Brown Girl with BubblegumPosted in Articles, Autobiography, Media Archive, United States on 2018-08-22 03:32Z by Steven |
Longreads
2018-08-17
11 minutes (2,676 words)
Illustration by Loveis Wise
As a mixed-race kid with free-form hair, Lisa Rosenberg believed learning to blow bubblegum bubbles would be her ticket to an idealized (white) American girlhood.

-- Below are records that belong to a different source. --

PR #65, opened 2016-02-24
The fix for compilation with cmake-3.5

yarda:
It seems gnuradio (volk) fails to build with cmake-3.5. The problem is probably that the project uses CMAKE_SOURCE_DIR/CMAKE_BINARY_DIR which seems to be never supported by cmake and now appears to be no longer allowed. The fix is probably to use PROJECT_SOURCE_DIR/PROJECT_BINARY_DIR instead. Downstream Fedora bugzilla:

https://bugzilla.redhat.com/show_bug.cgi?id=1311358

### DIFF
--- a/apps/CMakeLists.txt
+++ b/apps/CMakeLists.txt
@@ -19,23 +19,23 @@
 # Setup profiler
 ########################################################################
 if(MSVC)
-    include_directories(${CMAKE_SOURCE_DIR}/cmake/msvc)
+    include_directories(${PROJECT_SOURCE_DIR}/cmake/msvc)
 endif(MSVC)
 
 include_directories(
     ${CMAKE_CURRENT_SOURCE_DIR}
     ${CMAKE_CURRENT_BINARY_DIR}
-    ${CMAKE_SOURCE_DIR}/include
-    ${CMAKE_BINARY_DIR}/include
-    ${CMAKE_SOURCE_DIR}/lib
-    ${CMAKE_BINARY_DIR}/lib
+    ${PROJECT_SOURCE_DIR}/include
+    ${PROJECT_BINARY_DIR}/include
+    ${PROJECT_SOURCE_DIR}/lib
+    ${PROJECT_BINARY_DIR}/lib
     ${Boost_INCLUDE_DIRS}
 )
 
 # MAKE volk_profile
 add_executable(volk_profile
     ${CMAKE_CURRENT_SOURCE_DIR}/volk_profile.cc
-    ${CMAKE_SOURCE_DIR}/lib/qa_utils.cc
+    ${PROJECT_SOURCE_DIR}/lib/qa_utils.cc
 )
 
 
--- a/lib/CMakeLists.txt
+++ b/lib/CMakeLists.txt
@@ -90,7 +90,7 @@ endif()
 ########################################################################
 execute_process(
     COMMAND ${PYTHON_EXECUTABLE} ${PYTHON_DASH_B}
-    ${CMAKE_SOURCE_DIR}/gen/volk_compile_utils.py
+    ${PROJECT_SOURCE_DIR}/gen/volk_compile_utils.py
     --mode "arch_flags" --compiler "${COMPILER_NAME}"
     OUTPUT_VARIABLE arch_flag_lines OUTPUT_STRIP_TRAILING_WHITESPACE
 )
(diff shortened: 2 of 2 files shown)


jmcorgan:
@n-west can you test this for both the stand alone and the submodule builds?

yarda:
Ok, I will try to rebuilt the volk standalone. I already successfully built the whole gnuradio downstream in Fedora Rawhide:
http://koji.fedoraproject.org/koji/taskinfo?taskID=13114026

yarda:
I successfully rebuilt volk standalone with the patch applied. I rebuilt it using cmake-3.4.1, but it shouldn't matter.

n-west:
@jmcorgan yes. Is this only an issue for VOLK, or GNU Radio too? I think GNU Radio uses CMAKE_SOURCE_DIR and CMAKE_BINARY_DIR all over the place.

michaelld:
I don't know what version of CMake the OP is using, but CMAKE_SOURCE_DIR and CMAKE_BINARY_DIR have been part of CMake since at least 2.6. Their meaning has not changed between versions. See also:
https://cmake.org/cmake/help/cmake2.6docs.html#variable:CMAKE_SOURCE_DIR
https://cmake.org/cmake/help/v2.8.12/cmake.html#variable:CMAKE_SOURCE_DIR
https://cmake.org/cmake/help/v3.5/variable/CMAKE_SOURCE_DIR.html

yarda:
I forwarded FTBFS fix with comments from downstream Fedora cmake maintainer. Adding him to the discussion (through the original ticket).

opoplawski:
It's not that you cannot use CMAKE_SOURCE_DIR/CMAKE_BINARY_DIR - it's that you cannot _set_ them.  Which is what volk/CMakeLists.txt did, and then used CMAKE_SOURCE_DIR/CMAKE_BINARY_DIR in the rest of that project assuming that they would have the changed values.  cmake 3.5 prevents you from changing them now (and which you shouldn't have ever done), so instead volk needed to use PROJECT_SOURCE_DIR/PROJECT_BINARY_DIR.  The CMAKE_*_DIR usage in the rest of gnuradio is fine.  HTH.

michaelld:
Ah; OK; that makes sense now. Thanks for the clarification. Let me poke around some.

michaelld:
PROJECT_{SOURCE,BINARY}_DIR has been part of CMake since at least 2.6: https://cmake.org/cmake/help/cmake2.6docs.html#variable:PROJECT_SOURCE_DIR
It is still part of CMake 3.5, with the same meaning: https://cmake.org/cmake/help/v3.5/variable/PROJECT_SOURCE_DIR.html
For stand-alone projects, using CMAKE_{SOURCE,BINARY}_DIR is fine. Using PROJECT\* is required for embedded projects, such as when Volk is a submodule of GNU Radio. So, we don't need to worry about GR's use of these variables, just Volk's. I'll test out the commit & report back.

michaelld:
Volk builds fine as a stand-alone package with this commit. Next testing as an embedded project.

michaelld:
I don't think this patch cover every instance of those variables. Anybody know if we have to change them all, or just some?

yarda:
I don't know, but without this patch it didn't compile, with this patch it compiles OK.

rakuco:
> I don't think this patch cover every instance of those variables. Anybody know if we have to change them all, or just some?

For the record, the commit that caused this behavior change in CMake is kitware/cmake@360e4e1db0cc89ea4f092eeb1ba1e6df8ee782b7.

After this commit, setting `CMAKE_{BINARY,SOURCE}_DIR` like volk does works in the `CMakeLists.txt` where this is done as well as the other files it includes, but not in files added via `add_subdirectory`.

This pull request changes the `CMakeLists.txt` files in the directories added via `add_subdirectory()` from volk's top-level `CMakeLists.txt`, and I believe they should be enough to get things to work both in a standalone build as well as in a build part of GNU Radio. The other references to `CMAKE_{BINARY,SOURCE}_DIR` are either in the file that changes those two variables (the top-level `CMakeLists.txt`) or files referenced from it (`Doxyfile.in` which is processed in the top-level `CMakeLists.txt` and `cmake/Modules/Volk{Python,Version}.cmake`, both of which are added via `include()` calls in the top-level `CMakeLists.txt`).

I guess if you really want to be safe and consistent you could change all occurrences and stop changing `CMAKE_{BINARY,SOURCE}_DIR`, but that is not strictly required at the moment.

My fifth birthday was approaching, and I had one goal: to blow big, beautiful, pink bubbles out of real Bazooka bubble gum. I’d seen it done many times in person as well as captured in storybooks and on television. Bubble-blowing, I understood, was a critical marker of American girlhood — alongside hopscotch, Barbie dolls, and long hair with bangs you could flick out of your eyes with a toss of your head. I remember one image from a magazine: two girls riding bicycles up a tree-lined suburban street, their long, blond hair streaming out behind them in the wind, heads thrown back to relish the dappled sunlight. From the lips of each girl floated a pale pink bubble-gum bubble, half the size of her head. The girls were white, of course. In the ’70s, magazines didn’t show many little brown girls like me — with wild, free-form, biracial hair. I remember gazing and gazing at the picture, admiring those perfect girls with their flawless, pink bubbles. Somehow, someday, that would be me…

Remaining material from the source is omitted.